Five smart tips on setting financial goals

By: |
November 12, 2019 1:55 AM

Setting financial goals early in your career will give you time to draw out detailed plans on how to channelise your savings and investment returns to meet your targets.

Illustration: Shyam Kumar Prasad

Each individual has unique financial goals that should ideally be aligned with his income, age and risk appetite among other things. One needs to identify them according to their requirements and not based on what others are doing. If you’re unsure how to go about making these superlatively important plans, here are some useful tips.

Identify your objectives

Clear objectives with a definite timeframe and value in terms of the money required to achieve them constitutes a financial goal. You must be sure about your short and long-term objectives when setting your goals. For example, you may identify objectives like going on a vacation.
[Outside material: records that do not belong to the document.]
PR #27201, opened 2020-08-25
Explore: Keep typeahead suggestions for exact label matches in Loki q…

### LINKED ISSUE #26661: Loki: Show query autocomplete suggestions for exact matches
When writing a Loki query, the autocomplete/typeahead removes exact matches:

The suggestion is given for incomplete text here:
Screenshot from 2020-07-28 12-29-21

The suggestion is removed for an exact match here: 
Screenshot from 2020-07-28 12-29-38

(Maybe there's a duplicate issue, but I couldn't find it)

Perhaps this was intentional, because if there's an exact match then the user doesn't need help completing the word anymore. However, it would be nice to leave the exact match suggestion because then the user doesn't have to go back to the beginning of the word to place a quotation mark. Plus the suggestions are nice to have as a sanity check that the user has typed in the correct word.

rdubrock:
Exact matches in the Loki query editor typeahead weren't autosuggesting. The root cause is that they were getting filtered out by the slate suggestions plugin [here](https://github.com/grafana/grafana/blob/d1ee1d93c8817d6f09d519131c87511abaadbd9e/packages/grafana-ui/src/slate-plugins/suggestions.tsx#L310)

I didn't want to change the plugin behavior, so I added an extra property to the suggestion items in the loki query editor to get around that filter case. 

Fixes https://github.com/grafana/grafana/issues/26661

### DIFF
--- a/public/app/plugins/datasource/loki/language_provider.ts
+++ b/public/app/plugins/datasource/loki/language_provider.ts
@@ -28,7 +28,7 @@ const HISTORY_COUNT_CUTOFF = 1000 * 60 * 60 * 24; // 24h
 const NS_IN_MS = 1000000;
 export const LABEL_REFRESH_INTERVAL = 1000 * 30; // 30sec
 
-const wrapLabel = (label: string) => ({ label });
+const wrapLabel = (label: string) => ({ label, filterText: `\"${label}\"` });
 export const rangeToParams = (range: AbsoluteTimeRange) => ({ start: range.from * NS_IN_MS, end: range.to * NS_IN_MS });
 
 export type LokiHistoryItem = HistoryItem<LokiQuery>;
@@ -196,13 +196,13 @@ export default class LokiLanguageProvider extends LanguageProvider {
         .take(HISTORY_ITEM_COUNT)
         .map(wrapLabel)
         .map((item: CompletionItem) => addHistoryMetadata(item, history))
-        .value();
+        .value() as unknown;
 
       suggestions.push({
         prefixMatch: true,
         skipSort: true,
         label: 'History',
-        items: historyItems,
+        items: historyItems as CompletionItem[],
       });
     }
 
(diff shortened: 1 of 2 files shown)


kaydelaney:
Made a commit that simplifies some of the typing, but otherwise looks good!

kaydelaney (approved):

Elfo404:
FYI, I was just tinkering with the PR and I think it introduces some confusing behaviour when selecting an item from the autocomplete list. Basically it keeps opening the suggestions popover after clicking on an item (without highlighting it):

recording

rdubrock:
@aocenas My apologies for letting this go stale. Looking at your comment [here](https://github.com/grafana/grafana/issues/26661#issuecomment-684812929) on the issue, I'm thinking I should close this out. Is that correct, or should I work on a fix for the behavior @Elfo404 mentioned?

aocenas:
So my feeling is that this makes sense but the issue mentioned by @Elfo404 should be fixed.
To explain:
1. In case the selecting of the autocomplete option will alter the text in the input the autocomplete item should be show. So if I have `grafana` it is ok to suggest `grafana` if clicking on it will change it to `"grafana"`.
2. We should stop suggesting an item if clicking on it is noop. So if I have `"grafana"` there is no need to suggest `grafana` anymore cause it won't do anything and it will keep suggesting that forever.

So not sure if this is easily fixable or not but this PR adds 1. so if we can just fix 2. I think we can merge this.

rdubrock:
Thanks for bearing with me on this, folks!

public/app/plugins/datasource/loki/language_provider.ts
```diff
@@ -28,7 +28,10 @@ const HISTORY_COUNT_CUTOFF = 1000 * 60 * 60 * 24; // 24h
 const NS_IN_MS = 1000000;
 export const LABEL_REFRESH_INTERVAL = 1000 * 30; // 30sec
 
-const wrapLabel = (label: string) => ({ label });
+// const isQuoted = (label: string) => label;
```
Elfo404, line 31: is this a leftover? :)

Elfo404 (approved):
Awesome! Just a nit on (I guess) a leftover comment, but looks nice!

public/app/plugins/datasource/loki/language_provider.ts
rdubrock: Yup! Whoops.

PR #27203, opened 2020-08-25
Added aria-label to dashboard timezone picker

stevenvachon:
... for E2E tests

### DIFF
--- a/packages/grafana-ui/src/components/TimePicker/TimeRangePicker/TimePickerFooter.tsx
+++ b/packages/grafana-ui/src/components/TimePicker/TimeRangePicker/TimePickerFooter.tsx
@@ -45,7 +45,7 @@ export const TimePickerFooter: FC<Props> = props => {
   if (isEditing) {
     return (
       <div className={cx(style.container, style.editContainer)}>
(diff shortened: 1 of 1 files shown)


ryantxu (approved):

packages/grafana-ui/src/components/TimePicker/TimeRangePicker/TimePickerFooter.tsx
```diff
@@ -45,7 +45,7 @@ export const TimePickerFooter: FC<Props> = props => {
   if (isEditing) {
     return (
       <div className={cx(style.container, style.editContainer)}>
-        <div className={style.timeZoneContainer}>
+        <div aria-label="Time zone picker select container" className={style.timeZoneContainer}>
```
Clarity-89, line 48: Shouldn't we keep these in e2e selectors?

stevenvachon: You're right. I wasn't aware that we were importing them into the app. It does make sense to.

PR #27205, opened 2020-08-26
CloudWatch: Fix error message returned from tag:GetResources

kichik:

This fixes the log for AWS permission related error that can confuse the user.

The action name is `tag:GetResources`, not `tags:GetResources`. This creates a confusing error message that can have the user add the wrong permission to the IAM role.


wbrowne (approved):

wbrowne:
@kichik Thanks for your contribution to Grafana! 😄

PR #27211, opened 2020-08-26
e2e: Adds error catching to prevent flakiness

hugohaggmark:
On, occasion the Monaco editor will not have the time to be properly unloaded (I think) when we change the tab during the e2e test and then the e2e test fails with the `uncaught:exception`:
        
```log
TypeError: Cannot read property 'getText' of null
  at Object.ai [as getFoldingRanges] (http://localhost:3001/public/build/monaco-json.worker.js:2:215257)  
  at e.getFoldingRanges (http://localhost:3001/public/build/monaco-json.worker.js:2:221188)
  at e.fmr (http://localhost:3001/public/build/monaco-json.worker.js:2:116605)
  at e._handleMessage (http://localhost:3001/public/build/monaco-json.worker.js:2:7414)
  at Object.handleMessage (http://localhost:3001/public/build/monaco-json.worker.js:2:7018)
  at e._handleMessage (http://localhost:3001/public/build/monaco-json.worker.js:2:5038)
  at e.handleMessage (http://localhost:3001/public/build/monaco-json.worker.js:2:4606)
  at e.onmessage (http://localhost:3001/public/build/monaco-json.worker.js:2:7097)
  at Tt.self.onmessage (http://localhost:3001/public/build/monaco-json.worker.js:2:117109)
```
I'm not able to repro this manually (I'm not fast enough) so I think it should be safe to ignore this error in e2e tests so this is what I've done.

Fixes #

### DIFF
--- a/e2e/suite1/specs/inspect-drawer.spec.ts
+++ b/e2e/suite1/specs/inspect-drawer.spec.ts
@@ -9,8 +9,9 @@ e2e.scenario({
   addScenarioDashBoard: false,
   skipScenario: false,
   scenario: () => {
-    Cypress.on('uncaught:exception', err => {
-      if (err.stack?.indexOf("TypeError: Cannot read property 'getText' of null")) {
+    // @ts-ignore some typing issue
+    e2e().on('uncaught:exception', err => {
+      if (err.stack?.indexOf("TypeError: Cannot read property 'getText' of null") !== -1) {
         // On occasion monaco editor will not have the time to be properly unloaded when we change the tab
         // and then the e2e test fails with the uncaught:exception:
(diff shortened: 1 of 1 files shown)


dprokop:
> I'm not able to repro this manually (I'm not fast enough)

hugohaggmark:
> > I'm not able to repro this manually (I'm not fast enough)
> 
> Not sure this would help, but have you tried Chrome's CPU throttling?

Brilliant suggestion ⭐  and it worked, but I can't see that the Monaco Editor stops working after that error at all so I think we're safe ignoring it in the e2e tests.

dprokop (approved):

Now, estimate the time when you want to go and how much will it cost you. Your plans and research might indicate that you can take 15 days of leave only after a year, and your trip is likely to cost you Rs. 2 lakh. So, your financial goal would be to arrange Rs. 2 lakh in 12 months to go on a vacation. In this way, you can identify all small and big objectives and accordingly define it in terms of financial goals.

Be realistic

Biting more than what you can chew is not suggested when you are about to set financial goals. The goal size should be realistic and within your financial capacity so that it can be achieved on time without disturbing other goals. For example, if you have the maximum financial capacity of buying a car of Rs. 10 lakh, but you set the goal of purchasing a car worth Rs. 30 lakh, it will either affect your other goals or you may not be able to achieve such an unrealistic goal. So, assess your financial capacity before deciding the goal.

Segregate and prioritise

While selecting the financial goals, it should be adequately segregated in terms of tenure i.e., short, medium and long-term. Once you segregate your goals, then list it out based on priority. It will help you to focus on such goals first which are more important to you and which you can’t afford to miss out. According to your goal priority, you can plan your investments and savings to achieve such goals.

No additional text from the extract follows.